また、屋根の修復には、室生寺周辺のヒノキ五百本を使用した、とのことであり、この寺を囲む森の豊かさは、感嘆そのものである。


こちらから、あちらからと、さんざん写真を撮り、名残惜しくも次の行程へと移る。
五重塔の左手から続く、奥の院である。
突然、山岳寺院の険しい階段を登ることとなるのであるが
室生寺に限らず、奥の院というもの、要注意だ。
本当に
「奥へ、奥へ…」
と続くものが多く、それなりに気を引き締めてかからないと、それこそ足腰、痛い目に遭ってしまう。


<奥の院入口と長く続く階段>



四百段に近い階段を登り切ると、ようやく、奥の院へとたどり着く。
そこには、懸造(崖上などの上に建物を長柱と貫で床下を支える工法、代表的なものに、清水寺本堂、そして、灯台下暗し、室生寺金堂などがある)の位牌堂と、弘法大師を祀る御影堂(鎌倉・重文)が建つ。


<位牌堂>


<御影堂>


静謐な気に包まれた空間であるが、長い階段を登りつけた直後でもあり、息切れした記憶しか残っていないのが情けない、凡人の証である。
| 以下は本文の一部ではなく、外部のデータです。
PR #508, opened 2023-10-10
feat: map artifacts to commits via repo tags

benmss:
This feature allows artifacts with a specified version to be mapped to the repository commit they were created from.
The mapping is achieved through use of repository tags, where these tags match the specified version sufficiently.
Tag to version comparisons are performed using regular expression.

Tags are expected to be of the format (with allowances for extra characters):
`[<artifact_name>-]<version>`

`artifact_name` is an optional prefix that matches the name of the related artifact, e.g. "commons-io".

`<version>` is a string of some number of alphanumeric characters that can be (multi-) separated by any number of non-numeric characters. 

Examples of accepted tag versions:

- `v1.2.3`
- `1_2_3`
- `1.2.3-DEV`
- `1.2.3.RELEASE`
- `r1rv23`
- `1.2.3.v123123`

Further changes to this PR are in progress:

- [x] Support tags whose suffix does not match their related version
- [x] Do not fallback to latest commit if the commit finder fails
- [x] Use default branch for commits with no associated branch (for now)
- [x] Use purls with versions instead of commits in integration tests
- [x] Allow for purls that represent repositories not just artefacts
- [x] Extend test file to include purls and comments
- [x] Use Hypothesis to test commit finder input

### DIFF
--- a/src/macaron/config/defaults.ini
+++ b/src/macaron/config/defaults.ini
@@ -51,6 +51,7 @@ recursive = False
 [repofinder]
 find_repos = True
 use_open_source_insights = True
+find_commits = True
 
 [repofinder.java]
 # The list of maven-like repositories to attempt to retrieve artifact POMs from.
--- a/src/macaron/config/defaults.ini
+++ b/src/macaron/config/defaults.ini
@@ -51,7 +51,6 @@ recursive = False
 [repofinder]
 find_repos = True
 use_open_source_insights = True
-find_commits = True
 
 [repofinder.java]
 # The list of maven-like repositories to attempt to retrieve artifact POMs from.
--- a/src/macaron/repo_finder/commit_finder.py
+++ b/src/macaron/repo_finder/commit_finder.py
@@ -196,21 +196,22 @@ def get_commit_from_version(git_obj: Git, name: str, version: str) -> tuple[str,
     logger.debug("Searching for commit of artifact version using tags: %s@%s", name, version)
 
     # Only consider tags that have a commit.
-    valid_tags = []
+    valid_tags = {}
     for tag in git_obj.repo.tags:
         commit = _get_tag_commit(tag)
         if not commit:
             logger.debug("No commit found for tag: %s", tag)
             continue
 
-        valid_tags.append(tag)
+        tag_name = str(tag)
+        valid_tags[tag_name] = tag
 
     if not valid_tags:
         logger.debug("No tags with commits found for %s", name)
         return "", ""
 
     # Match tags.
-    matched_tags = _match_tags(valid_tags, name, version)
+    matched_tags = match_tags(list(valid_tags.keys()), name, version)
 
     if not matched_tags:
         logger.debug("No tags matched for %s", name)
@@ -221,8 +222,11 @@ def get_commit_from_version(git_obj: Git, name: str, version: str) -> tuple[str,
         logger.debug("Best match: %s", matched_tags[0])
         logger.debug("Up to 5 others: %s", matched_tags[1:6])
 
-    tag = matched_tags[0]
-    tag_name = str(tag)
+    tag_name = matched_tags[0]
+    tag = valid_tags[tag_name]
+    if not tag:
+        # Tag names are taken from valid_tags and should always exist within it.
+        logger.debug("Missing tag name from tag dict: %s not in %s", tag_name, valid_tags.keys())
 
     branch_name = _get_branch_of_commit(git_obj.get_commit_from_tag(tag_name))
     if not branch_name:
@@ -240,7 +244,7 @@ def get_commit_from_version(git_obj: Git, name: str, version: str) -> tuple[str,
     return branch_name, tag.commit.hexsha
 
 
-def _build_version_pattern(version: str) -> tuple[Pattern, list[str], bool]:
+def _build_version_pattern(version: str) -> tuple[Pattern | None, list[str], bool]:
     """Build a version pattern to match the passed version string.
 
     Parameters
@@ -250,14 +254,19 @@ def _build_version_pattern(version: str) -> tuple[Pattern, list[str], bool]:
 
     Returns
     -------
-    tuple[Pattern, list[str], bool]
+    tuple[Pattern | None, list[str], bool]
         The tuple of the regex pattern that will match the version, the list of version parts that were extracted, and
         whether the version string has a non-numeric suffix.
 
     """
     # The version is split on non-alphanumeric characters to separate the version parts from the non-version parts.
     # e.g. 1.2.3-DEV -> [1, 2, 3, DEV]
-    split = split_pattern.split(version)
+    try:
+        split = split_pattern.split(version)
+    except TypeError as error:
+        logger.debug("Failed to perform regex split on version string %s -- %s", version, error)
+        return None, [], False
+
     logger.debug("Split version: %s", split)
     if not split:
         # If the version string contains no separators use it as is.
@@ -314,15 +323,20 @@ def _build_version_pattern(version: str) -> tuple[Pattern, list[str], bool]:
         f"^(?:(?:{PREFIX_WITH_SEPARATOR})|(?:{PREFIX}{PREFIX_SEPARATOR}))(?P<version>"
         f"{this_version_pattern}){SUFFIX_SEPARATOR}{SUFFIX}$"
     )
-    return re.compile(this_version_pattern, flags=re.IGNORECASE), parts, has_non_numeric_suffix
+    try:
+        return re.compile(this_version_pattern, flags=re.IGNORECASE), parts, has_non_numeric_suffix
+    except Exception as error:  # pylint: disable=broad-exception-caught
+        # The regex library uses an internal error that cannot be used here to satisfy pylint.
+        logger.debug("Error while compiling version regex: %s", error)
+        return None, [], False
 
 
-def _match_tags(tag_list: list[TagReference], artifact_name: str, artifact_version: str) -> list[TagReference]:
+def match_tags(tag_list: list[str], artifact_name: str, artifact_version: str) -> list[str]:
     """Return items of the passed tag list that match the passed artifact name and version.
 
     Parameters
     ----------
-    tag_list: list[TagReference]
+    tag_list: list[str]
         The list of tags to check.
     artifact_name: str
         The name of the artifact to match.
@@ -331,17 +345,18 @@ def _match_tags(tag_list: list[TagReference], artifact_name: str, artifact_versi
 
     Returns
     -------
-    list[TagReference]
+    list[str]
         The list of tags that matched the pattern.
     """
     # Create the pattern for the passed version.
     pattern, parts, has_non_numeric_suffix = _build_version_pattern(artifact_version)
+    if not pattern:
+        return []
 
     # Match the tags.
     matched_tags = []
     for tag in tag_list:
-        tag_name = str(tag)
-        match = pattern.match(tag_name)
+        match = pattern.match(tag)
         if not match:
             continue
         # Tags are append with their match information for possible further evaluation.
--- a/src/macaron/repo_finder/commit_finder.py
+++ b/src/macaron/repo_finder/commit_finder.py
@@ -14,7 +14,8 @@ logger: logging.Logger = logging.getLogger(__name__)
 
 ALPHANUMERIC = "0-9a-z"
 PREFIX = "(?:.*)"
-INFIX = "[^0-9]{1,3}"  # 1 to 3 non-numeric characters
+# Version token separator: 1 to 3 alphabetic characters OR 1 to 3 non-alphanumeric characters.
+INFIX = "([a-z]{1,3}|[^0-9a-z]{1,3})"
 split_pattern = re.compile(f"[^{ALPHANUMERIC}]+", flags=re.IGNORECASE)
 validation_pattern = re.compile(f"[{ALPHANUMERIC}]+", flags=re.IGNORECASE)
 
--- a/src/macaron/repo_finder/commit_finder.py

階段の上り下り、疲労度も上昇したが、朝早くからの拝観、じっくり時間を使った(三時間くらいか…)ものの、まだお昼。
せっかくだから、もう一寺、行ってみよう。

まったくもって、心が洗われ、満々となることのできた室生寺、
御朱印は〔如意宝珠〕
ありがたく頂戴する。




【冬】 奈良・室生 「女人高野を歩く」③完





【冬】 奈良・室生 「女人高野を歩く」②

2017年01月30日 | 
ここで、堂内、国宝仏については、もう少し触れておきたい。

まずは、中尊
〔釈迦如来立像〕(平安・国宝)
について。
十二神将を従えることから、もとは薬師如来として造立されたものと推察される。
像高二三四.八センチ、五体並ぶ像の中で最も大きく、存在感を放つ。
カヤの木の一木造で、赤茶けた衣を身にまとい(もとは朱色だったらしい)、黒光りした顔と上半身を露出、独特の外観を持つ。
衣紋は細やかで流れるような美しいラインをたどるが、これは室生寺の像特有のもので、「室生寺様」と称されるそうな。
瞑想に耽っているかのような表情は、観る者の邪念を取り払ってくれるかのようだ。

そして今一体、
〔十一面観音立像〕(平安・国宝)
について。
今冬のJR東海「うましうるわし奈良」のキャンペーンポスター「モデル」として、露出度満載の像であるが、像高一九六センチ、こちらもカヤの木の一木造。
穏やかな表情と、「下膨れ」の顔立ちがとても優しく、また、長い年月消えずに残った唇の紅色が、なんとも和ましい。
きっと、昔々、救いを求め、長旅の苦難を乗り越えて、ここにたどり着いた女人たちは、この像に拝し、癒され諭され、落涙とめどもなかったのではないだろうか。

見つめ続けて、金堂拝観に多くの時間を要してしまったが、決心して次の行程、弥勒堂(鎌倉・重文)へと移る。
柿(こけら)葺き入母屋造の小さな堂である。

<弥勒堂>

<別日:雪の弥勒堂>


名前の通り、本尊は
〔弥勒菩薩立像〕(平安・重文)
室生寺最古の仏像であるが、むしろ主役は、客仏の
〔釈迦如来坐像〕(平安・国宝)
である。
像高約一〇五センチ、決して大きな像ではないものの、ずっしりとした安定感を持つ。カヤの木の一木造、引き締まった表情から湧き出る厳粛さと、流れるような衣紋(翻波式)のしなやかさが、総体として抜群の調和を生み出しており、実に美しい。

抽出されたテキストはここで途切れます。